34- BM Göçmenlerin İnsan Hakları Özel Raportörü tarafından 25-29 Haziran 2012 tarihlerinde Kumkapı ve Edirne Geri Gönderme Merkezlerine gerçekleştirilen resmî ziyaret kapsamında yapılan incelemelerin yansıtıldığı raporda; geri gönderme merkezlerindeki koşullardan rahatsızlık duyulduğu, çocukların da aralarında bulunduğu idari gözetim altındaki kişilerin çoğunlukla odalarda veya koğuşlarda kilitli tutuldukları ve dış alanlara erişimlerinin oldukça kısıtlı olduğu veya hiç olmadığı, “aşırı kalabalık”, “sağlığa elverişsiz koşullar” ve “yetersiz gıda” hususlarının diğer önemli endişe kaynakları olduğu ifade edilmiştir.

35- Yukarıdaki değerlendirme unsurlarına ilave olarak CPT’nin bu konuda ortaya koyduğu standartlar esas alındığında tutulan kişilerin tahammül edilemez koşullarda günlük yaşamlarını sürdürmelerine engel olabilecek bir tedbir olarak her gün açık havada en az bir saat egzersiz yapabilme imkânının Merkezde kalan kişilere sağlanması gerekmektedir.

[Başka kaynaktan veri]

PR #1597, opened 2026-03-17
fix: implement manifold_cross_section_warp_context C binding

### LINKED ISSUE #1531: Missing implementation for manifold_cross_section_warp_context in C bindings
### Missing C-binding implementation on obj-import branch

Hello 

I noticed that `manifold_cross_section_warp_context` is declared in `manifoldc.h`, but I can't find the implementation in `manifoldc.cpp`. 

It seems it got lost during the recent refactoring in the `obj-import` branch (I'm on commit 52c7fe0). Trying to use it leads to linker errors.

Could you guys take a look or let me know if this is still work-in-progress?

Thanks!

swaparup36:
resolves #1531 

Changes:
`bindings/c/cross.cpp`
Renamed the existing context-style implementation to manifold_cross_section_warp_context that matches the header, and added the correct non-context manifold_cross_section_warp overload that takes ManifoldVec2 (*fun)(double,double) and forwards via a small thunk.

### DIFF
--- a/bindings/c/cross.cpp
+++ b/bindings/c/cross.cpp
@@ -194,22 +194,6 @@ ManifoldCrossSection* manifold_cross_section_warp_context(
   return to_c(new (mem) CrossSection(warped));
 }
 
-ManifoldCrossSection* manifold_cross_section_warp(
-    void* mem, ManifoldCrossSection* cs,
-    ManifoldVec2 (*fun)(double, double)) {
-  struct Ctx {
-    ManifoldVec2 (*fun)(double, double);
-  };
-  Ctx ctx = {fun};
-
-  auto thunk = [](double x, double y, void* vctx) -> ManifoldVec2 {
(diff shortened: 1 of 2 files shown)


pca006132:
Do we need another version? I think it will be fine to just expose the old one in the header.

swaparup36:
> Do we need another version? I think it will be fine to just expose the old one in the header.

I see. I am keeping manifold_cross_section_warp_context and removing the manifold_cross_section_warp. In that case I have to remove the declarations for manifold_cross_section_warp in the manifoldc.h too. Will that be fine? I mean is that what you meant?

pca006132:
Yes, that sounds fine. Btw, you need to use clang-format to format the code, so the CI does not complain.

swaparup36:
> Yes, that sounds fine. Btw, you need to use clang-format to format the code, so the CI does not complain.

Got it, I will format the code using clang-format. Thanks!

PR #63, opened 2020-03-16
Added support for multiple application

vinodkumar3:


kanika1894:
The final placing of workingDirectory field needs to be decided. Rest all looks good.

package.json
```diff
@@ -2,7 +2,7 @@
     "name": "azure-deploy",
     "displayName": "Deploy to Azure",
     "description": "Generating CI/CD pipelines to Azure from GitHub and Azure Repo",
-    "version": "1.0.4",
```
bishal-pdMSFT: lets make this change only we are about to ship a newer version of extension. Otherwise no need to update.

src/configure/configure.ts
```diff
@@ -443,16 +443,41 @@ class Orchestrator {
...
 
         telemetryHelper.setTelemetry(TelemetryKeys.ChosenTemplate, this.inputs.pipelineConfiguration.template.label);
     }
 
+    private async updateRepositoryAnalysisApplicationSettings(repoAnalysisResult: RepositoryAnalysisParameters): Promise<void>{
+        var applicationSettings = repoAnalysisResult.repositoryAnalysisApplicationSettingsList.filter(applicationSetting => {
+            return applicationSetting.language === this.inputs.pipelineConfiguration.template.language;
+        });
+        
+        let workspacePaths = Array.from(new Set(applicationSettings.map(a => a.settings.workingDirectory)));
```
bishal-pdMSFT: `applicationSettings.map(a => a.settings.workingDirectory)` should itself return an array. Why do you need to do `Array.from(new Set(...))` ?

src/configure/configure.ts
```diff
@@ -443,16 +443,41 @@ class Orchestrator {
...
-                return applicationSettings.language === this.inputs.pipelineConfiguration.template.language;
-            });
+            this.updateRepositoryAnalysisApplicationSettings(repoAnalysisResult);
         }
 
         telemetryHelper.setTelemetry(TelemetryKeys.ChosenTemplate, this.inputs.pipelineConfiguration.template.label);
     }
 
+    private async updateRepositoryAnalysisApplicationSettings(repoAnalysisResult: RepositoryAnalysisParameters): Promise<void>{
+        var applicationSettings = repoAnalysisResult.repositoryAnalysisApplicationSettingsList.filter(applicationSetting => {
```
bishal-pdMSFT: You should also handle the case where no applicationSetting matches and then trace an error

src/configure/configure.ts
```diff
@@ -443,16 +443,41 @@ class Orchestrator {
...
+        for (let workspacePath of workspacePaths) {
+            workspacePathQuickPickItemList.push({ label: workspacePath, data: workspacePath });
+        }
+        let selectedWorkspacePathItem = await this.controlProvider.showQuickPick(
+            constants.SelectWorkspace,
+            workspacePathQuickPickItemList,
+            { placeHolder: Messages.selectWorkspace });
+        
+        this.inputs.pipelineConfiguration.workingDirectory = selectedWorkspacePathItem.data;
+        this.inputs.repositoryAnalysisApplicationSettings = repoAnalysisResult.repositoryAnalysisApplicationSettingsList.find(applicationSettings => {
```
bishal-pdMSFT: too long lines. please format into multiple lines

src/configure/configure.ts
```diff
@@ -443,16 +443,41 @@ class Orchestrator {
...
-            this.inputs.repositoryAnalysisApplicationSettings = repoAnalysisResult.repositoryAnalysisApplicationSettingsList.find(applicationSettings => {
-                return applicationSettings.language === this.inputs.pipelineConfiguration.template.language;
-            });
+            this.updateRepositoryAnalysisApplicationSettings(repoAnalysisResult);
         }
 
         telemetryHelper.setTelemetry(TelemetryKeys.ChosenTemplate, this.inputs.pipelineConfiguration.template.label);
     }
 
+    private async updateRepositoryAnalysisApplicationSettings(repoAnalysisResult: RepositoryAnalysisParameters): Promise<void>{
```
bishal-pdMSFT: rename to `selectWorkingDirectory`

src/configure/helper/repoAnalysisHelper.ts
```diff
@@ -46,32 +47,35 @@ export class RepoAnalysisHelper {
                 let applicationSettings: RepositoryAnalysisApplicationSettings = new RepositoryAnalysisApplicationSettings();
                 applicationSettings.language = analysis.language;
 
-                if(!!analysis.settings && !!analysis.buildTargetName) {
```
bishal-pdMSFT: rename `analysis` to `applicationSetting`

src/configure/helper/repoAnalysisHelper.ts
```diff
@@ -46,32 +47,35 @@ export class RepoAnalysisHelper {
                 let applicationSettings: RepositoryAnalysisApplicationSettings = new RepositoryAnalysisApplicationSettings();
```
bishal-pdMSFT: `RepositoryAnalysisApplicationSettings` should be renamed to just `ApplicationSettings` as this a VS Code model and nothing specific to do with repo analysis

src/configure/templates/githubWorkflowTemplates/nodejsWithGruntOnLinuxWebApp.yml
```diff
@@ -27,7 +27,7 @@ jobs:
 
     # install dependencies, build, and test
     - name: npm install, build
-      working-directory: {{{ repositoryAnalysisApplicationSettings.settings.nodePackageFileDirectory }}}
+      working-directory: {{{ workingDirectory }}}
       run: |
         npm install
         grunt --gruntfile gruntfile.js
```
bishal-pdMSFT: this should be updated to point to applicationSettings setting

bishal-pdMSFT: similarly for others as well

src/configure/helper/repoAnalysisHelper.ts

36- 11/5/2012 tarihli ziyarete istinaden düzenlenen TBMM raporunda, gerek Merkezin konumu gerekse personel eksikliği nedeniyle tutulan düzensiz göçmenlerin haftanın sadece bir günü kısa sürelerle havalandırmaya çıkarıldığı tespitine yer verilmiştir. Ancak yetkililerce sunulan teorik bilgilere dayalı bu tespitin fiilî uygulama ile uyumlu olup olmadığı rapordan anlaşılamamaktadır. Kaldı ki anılan raporda dolaylı olarak bu tespitin dahi GGM’yi düzensiz göçmenler için bir hapishane hâline getirdiği belirtilmek suretiyle haftada bir defa havalandırmanın yetersiz olduğuna vurgu yapılmıştır.

37- TİHK raporunda, gözetim altındakilerin binanın bahçesinde hava alma imkânını hafta içinde günde 45 dakika, hafta sonlarında ise günde iki üç saat sağlamaya çalıştıklarını Merkez müdürü beyan etmiştir. Bu konuda başvurucu, haftada bir gün sadece on dakika açık havaya çıkarıldığını ifade etmektedir. Raporda görüşlerine yer verilen sivil toplum kuruluşlarına göre, göçmenlere belirtilen şekilde hava alma imkânı verilmediği hatta içlerinden bazılarının haftalarca bu imkândan yararlanamadığı dönemler olduğu, bazılarının ise üç dört ay boyunca sadece iki defa kendilerine bu imkânın verildiği yönündeki ifadeleri başvurucunun iddiasının inandırıcılığını güçlendirmektedir.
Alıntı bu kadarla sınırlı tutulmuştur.